Four Ways You Can Monitor Large Volumes of Operations Data

essidsolutions

One of the main challenges for organizations of all sizes is monitoring the large volumes of data their infrastructure is generating. Arijit lists four best practices when monitoring large volumes of operations data.

As enterprises undergo digital transformation and are rapidly making updates to their infrastructure, it’s essential to adopt these best practices to monitor their entire environment. The modern software stack creates volumes of operational data that exceeds the capabilities of traditional tools; an approach to monitoring that uncovers important patterns in real-time and at any scale is our only chance at keeping up in an always-on, always-connected digital world.

Over the last few years, infrastructure and software development practices have rapidly evolved. Enterprises are adopting DevOps practices as they undergo digital transformation, which is enabling them to roll out applications to customers in a faster, more cost-efficient way. One of the main challenges for organizations of all sizes is monitoring the large volumes of data their infrastructure is generating. Below are four best practices for monitoring.

1. Consider the Number of Data Points and Time Series to Monitor

A common mistake organizations make is simply multiplying the number of servers they have by a factor – such as 100 metrics per server – to estimate the volume of data their monitoring system should be able to handle. Today’s environments have more monitored resources, and while microservices and right-sized instance count promotes component isolation, this also increases the amount of metrics emitted.

The democratization of scale-out architectures makes it difficult to anticipate the number of instances in the environment at any given time, and running multiple containers on top of each instance increases the number of time series being reported. In addition, enterprises instrument metrics that often have nothing to do with individual compute instances but are instead looking for signals that are critical to the overall health of the application or business. This includes per-customer metrics, or business KPIs, such as orders or queries, which significantly amplify the number of data points that monitoring systems ingest beyond raw instance count.
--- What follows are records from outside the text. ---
PR #829, opened 2020-01-14
Rc drop

jreidinger:
https://trello.com/c/Cx9X2roJ/1472-3-get-rid-of-etc-initd-and-sbin-rc-calls


jreidinger:
manual testing works fine ( of course not all possible scenario can be tested ), so merging.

It’s also important to consider the number of time series in addition to the number of data points. Trying to render an excessively large number of time series directly affects the responsiveness and efficiency of your monitoring system. Even small organizations can have a large time series footprint, so it’s important for all companies to carefully build and select the metrics system necessary for your specific environment and use cases.

2. When Tracking Performance Over Time, Optimize Around Churn Instead of Preventing it

Organizations that track and examine historical data for trends unlock a number of valuable use cases. This allows them to plan capacity for future use, determine if their company is on track to meet its KPIs or to be alerted if a trend is anomalous so they can immediately resolve an issue. However, conducting a large-scale historical analysis of metrics is more difficult because analyzing performance over longer periods of time means querying and processing more data.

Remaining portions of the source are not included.